● What the task asks: What is needed is each line of the data below that holds the string "charge".

● Given data:
....
PR #34755, opened 2026-04-17
core: implement eip-7981: Increase Access List Cost

MariusVanDerWijden:
based on: https://github.com/ethereum/go-ethereum/pull/34748

spec: https://eips.ethereum.org/EIPS/eip-7981


core/state_transition.go
```diff
@@ -109,6 +109,11 @@ func IntrinsicGas(data []byte, accessList types.AccessList, authList []types.Set
 	if accessList != nil {
 		gas += uint64(len(accessList)) * params.TxAccessListAddressGas
 		gas += uint64(accessList.StorageKeys()) * params.TxAccessListStorageKeyGas
+		// EIP-7981: access list data is charged in addition to the base charge.
```
rjl493456442, line 112: I am not sure how we can get rid of the overflow checking, but apparently the validation is missing here.


```diff
diff --git a/core/state_transition.go b/core/state_transition.go
index 3f7ec50f5b..e7b06a96ed 100644
--- a/core/state_transition.go
+++ b/core/state_transition.go
@@ -107,12 +107,31 @@ func IntrinsicGas(data []byte, accessList types.AccessList, authList []types.Set
 		}
 	}
 	if accessList != nil {
-		gas += uint64(len(accessList)) * params.TxAccessListAddressGas
-		gas += uint64(accessList.StorageKeys()) * params.TxAccessListStorageKeyGas
+		addresses := uint64(len(accessList))
+		storageKeys := uint64(accessList.StorageKeys())
+		if (math.MaxUint64-gas)/params.TxAccessListAddressGas < addresses {
+			return 0, ErrGasUintOverflow
+		}
+		gas += addresses * params.TxAccessListAddressGas
+		if (math.MaxUint64-gas)/params.TxAccessListStorageKeyGas < storageKeys {
+			return 0, ErrGasUintOverflow
+		}
+		gas += storageKeys * params.TxAccessListStorageKeyGas
+
 		// EIP-7981: access list data is charged in addition to the base charge.
 		if isAmsterdam {
-			gas += uint64(len(accessList)) * common.AddressLength * params.TxCostFloorPerToken7976 * params.TxTokenPerNonZeroByte
-			gas += uint64(accessList.StorageKeys()) * common.HashLength * params.TxCostFloorPerToken7976 * params.TxTokenPerNonZeroByte
+			const (
+				addressCost    = common.AddressLength * params.TxCostFloorPerToken7976 * params.TxTokenPerNonZeroByte
+				storageKeyCost = common.HashLength * params.TxCostFloorPerToken7976 * params.TxTokenPerNonZeroByte
+			)
+			if (math.MaxUint64-gas)/addressCost < addresses {
+				return 0, ErrGasUintOverflow
+			}
+			gas += addresses * addressCost
+			if (math.MaxUint64-gas)/storageKeyCost < storageKeys {
+				return 0, ErrGasUintOverflow
+			}
+			gas += storageKeys * storageKeyCost
 		}
 	}
 	if authList != nil {

```

MariusVanDerWijden: Yeah makes sense

rjl493456442:
Please rebase and address the comments i left.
....
● Output for this task:
+		// EIP-7981: access list data is charged in addition to the base charge.
 		// EIP-7981: access list data is charged in addition to the base charge.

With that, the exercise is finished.